Results and Policy Lessons 

Six years following the introduction of PKH cash transfers, the program continued to promote health and educational investments in children. Children in households that received PKH cash transfers experienced large reductions in stunting and improved immunization rates. Furthermore, the program increased usage of trained health professionals for childbirth and halved the share of children age 7 to 16 who were not enrolled in school.

Health behaviors: Households who received the PKH cash transfer increased their utilization of a number of health services. Households that received cash transfers were more likely to have childbirths assisted by trained professionals and to fully immunize their children six years following the introduction of the program. Mothers who received the program were also 13 to 17 percentage points (18 to 24 percent) more likely to undergo childbirth at a health clinic compared to the comparison group, who delivered in health facilities 73 percent of the time.
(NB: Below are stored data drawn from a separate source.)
Issue #2686, opened 2018-01-09
Change 'Source' & 'Server' concepts to 'Connection' in UI & code for clarity


jaredscheib:
I think it would be helpful to end-users, contributors, and our devs to change the concepts of `Sources` and `Kapacitors`/`Servers` in the UI and in the codebase to `InfluxDB Connections` and `Kapacitor Connections` in order to clarify the mental model of the underlying resource and access-control. We are making this change in the documentation of 1.4 in order to help the user understand security in Chronograf.

Consider that when you Add or Delete an InfluxDB `Source` or a `Kapacitor`/`Server`, you aren't manipulating that source/server at all. The resource really being created, whether for InfluxDB Sources or Kapacitor Servers, are `Connections`. It took me some grappling, even having worked on this project for a year, to get to a point of clarity in order to document this effectively with @stevebang, as the concepts of `Source` and `Kapacitor`/`Server` pervade the codebase and UI. I think this would also muddy the concept for the end-user and other contributors/devs, as it has for me.

PR #2698, opened 2018-01-11
Improve Sources Nomenclature

alexpaxton:
  - [x] Rebased/mergable
  - [ ] Tests pass

Connect #2686 

### The Problem
- Our current terminology surrounding InfluxDB connections is hazy
- It seems like you can modify an InfluxDB instance when you can only connect to it

### The Solution
- Rename `Source` to `Connection` as suggested in the issue
- Rename `Kapacitor Config` to `Kapacitor Connection`

### Preview
screen shot 2018-01-11 at 1 46 05 pm
screen shot 2018-01-11 at 1 44 38 pm
screen shot 2018-01-11 at 1 44 27 pm
screen shot 2018-01-11 at 1 44 12 pm
screen shot 2018-01-11 at 1 46 53 pm

### DIFF
--- a/CHANGELOG.md
+++ b/CHANGELOG.md
@@ -1,6 +1,8 @@
 ## v1.4.1.0 [unreleased]
 ### Features
 ### UI Improvements
+1. [#2698](https://github.com/influxdata/chronograf/pull/2698): Improve clarity of terminology surrounding InfluxDB & Kapacitor connections
+
 ### Bug Fixes
 1. [#2689](https://github.com/influxdata/chronograf/pull/2689): Allow insecure (self-signed) certificates for kapacitor and influxdb
 
--- a/ui/src/kapacitor/components/KapacitorForm.js
+++ b/ui/src/kapacitor/components/KapacitorForm.js
@@ -13,7 +13,9 @@ class KapacitorForm extends Component {
         <div className="page-header">
           <div className="page-header__container">
             <div className="page-header__left">
-              <h1 className="page-header__title">Configure Kapacitor</h1>
+              <h1 className="page-header__title">{`${exists
+                ? 'Configure'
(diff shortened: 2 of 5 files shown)


alexpaxton:
@jaredscheib I am confused as to whether I should rename Kapacitor Configs as well?

jaredscheib:
@alexpaxton how about `Add Kapacitor connection`? i don't think you need to use the words Source and Server, but you could.

three other things as well:
1) what if at the top of the `Add a New Connection` page, it said `Add a New InfluxDB Connection`?
1) same with the current KapacitorConfig page --> `Configure Kapacitor Connection`
1) could you edit the `Edit Source` page to reflect this similar approach?

alexpaxton:
- Using consistent language between Kapacitor and InfluxDB connections:
  - Edit mode says "Configure Connection"
  - Creation says "Add a New Connection"
- Updated error and success alerts to reflect the name changes
- Renamed `Kapacitor Config` to `Kapacitor Connection`

russorat:
I agree that the idea of connections makes sense here. I would suggest the following changes, but none are blockers:
 * "InfluxDB Connections" page title changed to just "Connections", since this page has all connections on it, not just InfluxDB ones.
 * "Connection Name & Host" changed to "InfluxDB Connection", i don't think it's necessary to call out specifically what we show in that column, just that it's the InfluxDB Connection

alexpaxton:
screen shot 2018-01-12 at 12 02 32 pm

@russorat check it

Gonna merge this one once it's green

jaredscheib:
looks good to me, though it could be that the blue button says `Add InfluxDB Connection` to be super clear.

russorat:
@alexpaxton LGTM

PR #2699, opened 2018-01-11
WIP: Add Mappings to organizations

desa:
  - [ ] Rebased/mergable
  - [ ] Tests pass

Connect #2217 

### The problem
User had to be manually added to organization.

### The Solution

```
// A Mapping is the structure that is used to determine a users
// role within an organization. The high level idea is to grant
// certain roles to certain users without them having to be given
// explicit role within the organization.
//
// One can think of a mapping like so:
//     Provider:Scheme:Group -> GrantedRole
//     github:oauth2:influxdata -> Viewer
//     beyondcorp:ldap:influxdata -> Admin
//
// Any of Provider, Scheme, or Group may be provided as a wildcard *
//     github:oauth2:* -> Editor
//     *:*:* -> Member
```

Mappings are set on organizations.

TODO: add more description.


lukevmorris:
@nhaugo Scenario: An admin wants to disable the mapping that dumps everyone into the Default Organization. Do they A) Delete the mapping, B) Turn the mapping off?

If we turn the mapping off, then we will need to introduce a toggle on the Providers Pane, and corresponding server logic.

ischolten:
- [ ] renaming the provider pages to organization mappings
- [ ] scheme should be a drop down (find out all options for scheme)
- [ ] with replaces from yesterday, some classes may have changed
- [ ] look into why tabbing does not change to the next input box

alexpaxton:
@lukevmorris good Q

one of the benefits of having a mapping by default is that it shows new admins how the mappings work by example. My only concern with deleting it is that there will no longer be an example, and we might have to add some additional UI to explain what to do.

Going with option B makes me wonder if we would offer the on/off toggle on all mappings? Seems like it would only apply to the default mapping, which seems like a meh reason to make an exception to the UI pattern.

My vote is to make it deletable and have a helpful empty state

ischolten:
- [ ] need to remove the public functionality

lukevmorris:
- [ ] Noticed that sometimes it takes 10s to get to purgatory
- [ ] Removing self from All Users list should also log the user out

ui/src/admin/components/chronograf/ProvidersTableRowNew.js
```diff
@@ -0,0 +1,111 @@
...
+          selected={scheme}
+          className={'fancytable--td provider--scheme'}
+        />
+        <InputClickToEdit
+          value={provider}
+          wrapperClass="fancytable--td provider--provider"
+          onUpdate={this.handleChangeProvider}
+          tabIndex={rowIndex}
+        />
+        <InputClickToEdit
```
ebb-tide: it would be nice to have some placeholders esp. for '*'

ui/src/admin/components/chronograf/OrganizationsTableRowDefault.js
```diff
@@ -0,0 +1,60 @@
+import React, {PropTypes, Component} from 'react'
```
ebb-tide: Is this component used anywhere?

ui/src/admin/actions/chronograf.js
```diff
@@ -10,6 +10,10 @@ import {
   createOrganization as createOrganizationAJAX,
   updateOrganization as updateOrganizationAJAX,
   deleteOrganization as deleteOrganizationAJAX,
+  getMappings as getMappingsAJAX,
+  createMapping as createMappingAJAX,
+  updateMapping as updateMappingAJAX,
```
ebb-tide: It is really confusing that these names are so similar to the action creators on 108 for example.

ui/src/admin/components/chronograf/AllUsersTableHeader.js
```diff
@@ -19,7 +19,7 @@ const AllUsersTableHeader = ({
   return (
     <div className="panel-heading u-flex u-ai-center u-jc-space-between">
       <h2 className="panel-title">
-        {numUsersString} in {numOrganizationsString}
+        {numUsersString} across {numOrganizationsString}
```
ebb-tide: nuyse!

ui/src/admin/components/chronograf/ProvidersTable.js
```diff
@@ -0,0 +1,149 @@
...
+                    onCancel={this.handleCancelCreateMap}
+                    rowIndex={mappings.length + 1}
+                  />
+                : null}
+            </div>
+          : <div className="panel-body">
+              <div className="generic-empty-state">
+                <h4 style={{margin: '50px 0'}}>
+                  Looks like you have no mappings<br />
+                  New users will not be able to sign in
```
ebb-tide: This copy is outside of the scope of my review, but I think it would be better as `New users will not be able to sign in automatically? `

ui/src/admin/components/chronograf/ProvidersTableRowNew.js
```diff
@@ -0,0 +1,111 @@
...
+          <Dropdown
+            items={dropdownItems}
+            onChoose={this.handleChooseOrganization}
+            selected={selectedOrg.name}
+            className="dropdown-stretch"
+          />
+        </div>
+        <ConfirmButtons
+          onCancel={onCancel}
+          onConfirm={this.handleSaveNewMapping}
```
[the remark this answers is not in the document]
ischolten: The confirm create button is disabled if row is incomplete

ui/src/admin/containers/ProvidersPage.js
```diff
@@ -0,0 +1,101 @@
+import React, {Component, PropTypes} from 'react'
```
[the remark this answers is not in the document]
ischolten: We plan to rename a bunch of components and variables after release.

ui/src/admin/actions/chronograf.js
ischolten: I agree the naming is confusing. We should revisit this soon.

However, other behaviors, such as frequency of weight checks at health clinics and pre- and post-natal visits did not show further improvements after six years. The authors suggest this may be explained by increases in the number of comparison households utilizing these services—allowing them to essentially catch up to PKH recipient households.

Health outcomes: Children of families who received the PKH cash transfers experienced large reductions in stunting. For children in households that received the program, stunting declined by 9 to 11 percentage points (23-27 percent) relative to the comparison group, where 39 percent of the group reported cases of stunting. The program also reduced severe stunting by roughly 10 percentage points (45 percent) relative to the comparison group, where 18 percent of households reported children with severe stunting. The effect was slightly larger among boys than girls. Notably, these impacts on stunting were not observed two years following the program, but only six years after implementation. The authors suggest the effects on stunting were driven by prolonged attention to weight and nutrition during the early lifecycle of children whose parents received cash transfers.

Education enrollment and completion: Children from households who received PKH cash transfers increased their school enrollment and attendance. Six years into the program, researchers observed increases in school enrollment for all children aged 7 to 15. The program increased enrollment by 4 percentage points (4.3 percent)--representing aa 53 percent decrease in the fraction of students who were not enrolled in school.

Students aged 15 to 17 who received the program were more likely to attend any kind of school in the six year follow-up. Students in the 18 to 21 age group were also 7 percentage points (28.6 percent) more likely to complete high school relative to the comparison group, of whom only 26 percent completed high school.

Labor: Children from households who received cash transfers showed reduced participation in child labor, while young adults from these households did not participate more in paid jobs. Children aged 13 to 15 in households receiving cash transfers reduced their participation in child labor by 3-4.4 percentage points (34-48 percent) relative to the comparison group, where 92 percent of children reported engaging in child labour.

However, young adults aged 16 to 17 and 18 to 21 from households receiving cash transfers were not more likely to participate in paid jobs. Young men in this age group who received the program were more likely to participate in family businesses, while women showed no changes in participation in family businesses or housework.

Household Consumption & Assets: Households who received the program showed no increase in land ownership or other forms of assets, such as livestock. Furthermore, they did not increase consumption and expenditure in health or education.

Cahyadi, Nur, Rema Hanna, Benjamin A. Olken, Rizal Adi Prima, Elan Satriawan, and Ekki Syamsulhakim. “Cumulative Impacts of Conditional Cash Transfer Program: Experimental Evidence from Indonesia.” NBER Working Paper #24670, May 2018.